### ACTIVITY
Transcribe the entries, keeping every character the same.

*** DATA IN THIS EXERCISE ***

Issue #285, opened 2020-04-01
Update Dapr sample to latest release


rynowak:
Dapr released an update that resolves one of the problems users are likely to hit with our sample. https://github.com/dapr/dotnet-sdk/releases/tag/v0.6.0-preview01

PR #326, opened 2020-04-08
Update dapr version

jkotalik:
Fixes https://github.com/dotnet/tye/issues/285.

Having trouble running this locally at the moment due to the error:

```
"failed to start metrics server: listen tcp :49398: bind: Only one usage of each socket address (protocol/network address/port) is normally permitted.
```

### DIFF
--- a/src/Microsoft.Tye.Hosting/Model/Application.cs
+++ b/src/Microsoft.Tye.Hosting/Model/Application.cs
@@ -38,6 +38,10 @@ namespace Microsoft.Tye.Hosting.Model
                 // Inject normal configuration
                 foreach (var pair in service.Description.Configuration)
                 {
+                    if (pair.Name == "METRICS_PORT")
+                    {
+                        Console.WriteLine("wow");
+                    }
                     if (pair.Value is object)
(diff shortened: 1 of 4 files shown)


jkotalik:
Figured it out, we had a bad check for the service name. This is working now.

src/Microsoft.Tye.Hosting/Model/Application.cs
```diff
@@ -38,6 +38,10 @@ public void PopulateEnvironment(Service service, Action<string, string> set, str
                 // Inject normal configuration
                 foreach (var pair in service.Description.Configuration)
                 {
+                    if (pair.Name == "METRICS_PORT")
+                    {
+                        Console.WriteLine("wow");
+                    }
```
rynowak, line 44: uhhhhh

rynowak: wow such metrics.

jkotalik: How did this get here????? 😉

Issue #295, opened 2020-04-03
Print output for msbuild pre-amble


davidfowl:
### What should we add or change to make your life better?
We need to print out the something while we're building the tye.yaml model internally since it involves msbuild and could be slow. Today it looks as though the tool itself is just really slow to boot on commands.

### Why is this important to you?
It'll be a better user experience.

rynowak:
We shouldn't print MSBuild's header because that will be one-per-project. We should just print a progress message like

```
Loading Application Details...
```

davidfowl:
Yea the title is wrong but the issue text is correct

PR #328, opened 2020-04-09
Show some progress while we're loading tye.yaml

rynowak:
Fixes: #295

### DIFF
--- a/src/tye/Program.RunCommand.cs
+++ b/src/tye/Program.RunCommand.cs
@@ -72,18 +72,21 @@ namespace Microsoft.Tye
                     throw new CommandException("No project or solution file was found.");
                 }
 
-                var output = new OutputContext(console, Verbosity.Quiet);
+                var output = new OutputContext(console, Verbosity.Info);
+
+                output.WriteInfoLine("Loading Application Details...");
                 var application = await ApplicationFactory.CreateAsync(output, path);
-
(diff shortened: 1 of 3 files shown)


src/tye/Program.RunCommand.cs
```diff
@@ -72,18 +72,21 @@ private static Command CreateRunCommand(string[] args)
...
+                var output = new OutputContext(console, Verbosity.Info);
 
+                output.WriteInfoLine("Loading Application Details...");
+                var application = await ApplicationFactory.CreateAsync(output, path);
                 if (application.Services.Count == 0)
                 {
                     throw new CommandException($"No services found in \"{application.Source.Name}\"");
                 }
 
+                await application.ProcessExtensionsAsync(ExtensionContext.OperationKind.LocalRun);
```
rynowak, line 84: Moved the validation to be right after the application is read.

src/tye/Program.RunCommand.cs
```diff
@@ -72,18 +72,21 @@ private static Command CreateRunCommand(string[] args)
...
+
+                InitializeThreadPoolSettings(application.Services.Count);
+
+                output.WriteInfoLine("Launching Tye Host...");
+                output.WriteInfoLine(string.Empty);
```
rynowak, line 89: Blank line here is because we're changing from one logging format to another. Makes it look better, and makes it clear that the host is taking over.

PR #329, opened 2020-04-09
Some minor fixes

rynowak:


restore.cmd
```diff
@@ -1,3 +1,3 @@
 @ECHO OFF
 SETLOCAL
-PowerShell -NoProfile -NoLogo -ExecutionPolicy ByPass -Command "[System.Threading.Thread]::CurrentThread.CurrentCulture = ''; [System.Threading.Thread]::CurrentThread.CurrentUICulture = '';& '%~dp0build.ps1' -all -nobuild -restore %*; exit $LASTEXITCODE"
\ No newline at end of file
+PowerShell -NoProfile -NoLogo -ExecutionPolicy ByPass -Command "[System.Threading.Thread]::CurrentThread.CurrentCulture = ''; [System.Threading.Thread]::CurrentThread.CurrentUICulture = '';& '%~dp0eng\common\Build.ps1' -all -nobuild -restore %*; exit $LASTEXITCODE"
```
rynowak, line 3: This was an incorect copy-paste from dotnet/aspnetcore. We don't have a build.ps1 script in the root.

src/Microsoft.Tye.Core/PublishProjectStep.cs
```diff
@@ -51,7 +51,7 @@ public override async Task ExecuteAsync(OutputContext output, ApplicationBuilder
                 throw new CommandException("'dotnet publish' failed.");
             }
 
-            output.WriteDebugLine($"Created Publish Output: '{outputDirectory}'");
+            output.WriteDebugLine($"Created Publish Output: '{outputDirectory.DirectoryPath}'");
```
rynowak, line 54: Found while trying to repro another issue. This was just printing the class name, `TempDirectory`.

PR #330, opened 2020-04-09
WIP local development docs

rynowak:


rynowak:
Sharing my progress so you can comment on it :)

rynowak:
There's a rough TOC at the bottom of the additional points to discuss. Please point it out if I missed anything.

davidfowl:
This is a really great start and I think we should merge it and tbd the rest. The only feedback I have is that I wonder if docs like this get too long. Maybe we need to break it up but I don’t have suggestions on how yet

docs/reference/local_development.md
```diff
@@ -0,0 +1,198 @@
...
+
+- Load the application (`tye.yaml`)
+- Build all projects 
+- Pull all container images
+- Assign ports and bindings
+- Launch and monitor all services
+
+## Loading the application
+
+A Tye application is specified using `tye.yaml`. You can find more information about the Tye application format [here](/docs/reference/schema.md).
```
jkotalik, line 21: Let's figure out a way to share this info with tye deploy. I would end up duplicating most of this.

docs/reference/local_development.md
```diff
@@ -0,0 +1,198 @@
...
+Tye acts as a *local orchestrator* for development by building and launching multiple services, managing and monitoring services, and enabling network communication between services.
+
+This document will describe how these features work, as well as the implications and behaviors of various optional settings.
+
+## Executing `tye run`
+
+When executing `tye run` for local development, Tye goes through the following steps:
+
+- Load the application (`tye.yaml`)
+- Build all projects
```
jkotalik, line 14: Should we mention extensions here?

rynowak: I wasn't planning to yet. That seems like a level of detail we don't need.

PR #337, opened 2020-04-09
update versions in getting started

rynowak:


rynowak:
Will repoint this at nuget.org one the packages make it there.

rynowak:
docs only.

*** End of DATA IN THIS EXERCISE ***

### ANSWER SPACE
Issue #285, opened 2020-04-01
Update Dapr sample to latest release


rynowak:
Dapr released an update that resolves one of the problems users are likely to hit with our sample. https://github.com/dapr/dotnet-sdk/releases/tag/v0.6.0-preview01

PR #326, opened 2020-04-08
Update dapr version

jkotalik:
Fixes https://github.com/dotnet/tye/issues/285.

Having trouble running this locally at the moment due to the error:

```
"failed to start metrics server: listen tcp :49398: bind: Only one usage of each socket address (protocol/network address/port) is normally permitted.
```

### DIFF
--- a/src/Microsoft.Tye.Hosting/Model/Application.cs
+++ b/src/Microsoft.Tye.Hosting/Model/Application.cs
@@ -38,6 +38,10 @@ namespace Microsoft.Tye.Hosting.Model
                 // Inject normal configuration
                 foreach (var pair in service.Description.Configuration)
                 {
+                    if (pair.Name == "METRICS_PORT")
+                    {
+                        Console.WriteLine("wow");
+                    }
                     if (pair.Value is object)
(diff shortened: 1 of 4 files shown)


jkotalik:
Figured it out, we had a bad check for the service name. This is working now.

src/Microsoft.Tye.Hosting/Model/Application.cs
```diff
@@ -38,6 +38,10 @@ public void PopulateEnvironment(Service service, Action<string, string> set, str
                 // Inject normal configuration
                 foreach (var pair in service.Description.Configuration)
                 {
+                    if (pair.Name == "METRICS_PORT")
+                    {
+                        Console.WriteLine("wow");
+                    }
```
rynowak, line 44: uhhhhh

rynowak: wow such metrics.

jkotalik: How did this get here????? 😉

Issue #295, opened 2020-04-03
Print output for msbuild pre-amble


davidfowl:
### What should we add or change to make your life better?
We need to print out the something while we're building the tye.yaml model internally since it involves msbuild and could be slow. Today it looks as though the tool itself is just really slow to boot on commands.

### Why is this important to you?
It'll be a better user experience.

rynowak:
We shouldn't print MSBuild's header because that will be one-per-project. We should just print a progress message like

```
Loading Application Details...
```

davidfowl:
Yea the title is wrong but the issue text is correct

PR #328, opened 2020-04-09
Show some progress while we're loading tye.yaml

rynowak:
Fixes: #295

### DIFF
--- a/src/tye/Program.RunCommand.cs
+++ b/src/tye/Program.RunCommand.cs
@@ -72,18 +72,21 @@ namespace Microsoft.Tye
                     throw new CommandException("No project or solution file was found.");
                 }
 
-                var output = new OutputContext(console, Verbosity.Quiet);
+                var output = new OutputContext(console, Verbosity.Info);
+
+                output.WriteInfoLine("Loading Application Details...");
                 var application = await ApplicationFactory.CreateAsync(output, path);
-
(diff shortened: 1 of 3 files shown)


src/tye/Program.RunCommand.cs
```diff
@@ -72,18 +72,21 @@ private static Command CreateRunCommand(string[] args)
...
+                var output = new OutputContext(console, Verbosity.Info);
 
+                output.WriteInfoLine("Loading Application Details...");
+                var application = await ApplicationFactory.CreateAsync(output, path);
                 if (application.Services.Count == 0)
                 {
                     throw new CommandException($"No services found in \"{application.Source.Name}\"");
                 }
 
+                await application.ProcessExtensionsAsync(ExtensionContext.OperationKind.LocalRun);
```
rynowak, line 84: Moved the validation to be right after the application is read.

src/tye/Program.RunCommand.cs
```diff
@@ -72,18 +72,21 @@ private static Command CreateRunCommand(string[] args)
...
+
+                InitializeThreadPoolSettings(application.Services.Count);
+
+                output.WriteInfoLine("Launching Tye Host...");
+                output.WriteInfoLine(string.Empty);
```
rynowak, line 89: Blank line here is because we're changing from one logging format to another. Makes it look better, and makes it clear that the host is taking over.

PR #329, opened 2020-04-09
Some minor fixes

rynowak:


restore.cmd
```diff
@@ -1,3 +1,3 @@
 @ECHO OFF
 SETLOCAL
-PowerShell -NoProfile -NoLogo -ExecutionPolicy ByPass -Command "[System.Threading.Thread]::CurrentThread.CurrentCulture = ''; [System.Threading.Thread]::CurrentThread.CurrentUICulture = '';& '%~dp0build.ps1' -all -nobuild -restore %*; exit $LASTEXITCODE"
\ No newline at end of file
+PowerShell -NoProfile -NoLogo -ExecutionPolicy ByPass -Command "[System.Threading.Thread]::CurrentThread.CurrentCulture = ''; [System.Threading.Thread]::CurrentThread.CurrentUICulture = '';& '%~dp0eng\common\Build.ps1' -all -nobuild -restore %*; exit $LASTEXITCODE"
```
rynowak, line 3: This was an incorect copy-paste from dotnet/aspnetcore. We don't have a build.ps1 script in the root.

src/Microsoft.Tye.Core/PublishProjectStep.cs
```diff
@@ -51,7 +51,7 @@ public override async Task ExecuteAsync(OutputContext output, ApplicationBuilder
                 throw new CommandException("'dotnet publish' failed.");
             }
 
-            output.WriteDebugLine($"Created Publish Output: '{outputDirectory}'");
+            output.WriteDebugLine($"Created Publish Output: '{outputDirectory.DirectoryPath}'");
```
rynowak, line 54: Found while trying to repro another issue. This was just printing the class name, `TempDirectory`.

PR #330, opened 2020-04-09
WIP local development docs

rynowak:


rynowak:
Sharing my progress so you can comment on it :)

rynowak:
There's a rough TOC at the bottom of the additional points to discuss. Please point it out if I missed anything.

davidfowl:
This is a really great start and I think we should merge it and tbd the rest. The only feedback I have is that I wonder if docs like this get too long. Maybe we need to break it up but I don’t have suggestions on how yet

docs/reference/local_development.md
```diff
@@ -0,0 +1,198 @@
...
+
+- Load the application (`tye.yaml`)
+- Build all projects 
+- Pull all container images
+- Assign ports and bindings
+- Launch and monitor all services
+
+## Loading the application
+
+A Tye application is specified using `tye.yaml`. You can find more information about the Tye application format [here](/docs/reference/schema.md).
```
jkotalik, line 21: Let's figure out a way to share this info with tye deploy. I would end up duplicating most of this.

docs/reference/local_development.md
```diff
@@ -0,0 +1,198 @@
...
+Tye acts as a *local orchestrator* for development by building and launching multiple services, managing and monitoring services, and enabling network communication between services.
+
+This document will describe how these features work, as well as the implications and behaviors of various optional settings.
+
+## Executing `tye run`
+
+When executing `tye run` for local development, Tye goes through the following steps:
+
+- Load the application (`tye.yaml`)
+- Build all projects
```
jkotalik, line 14: Should we mention extensions here?

rynowak: I wasn't planning to yet. That seems like a level of detail we don't need.

PR #337, opened 2020-04-09
update versions in getting started

rynowak:


rynowak:
Will repoint this at nuget.org one the packages make it there.

rynowak:
docs only.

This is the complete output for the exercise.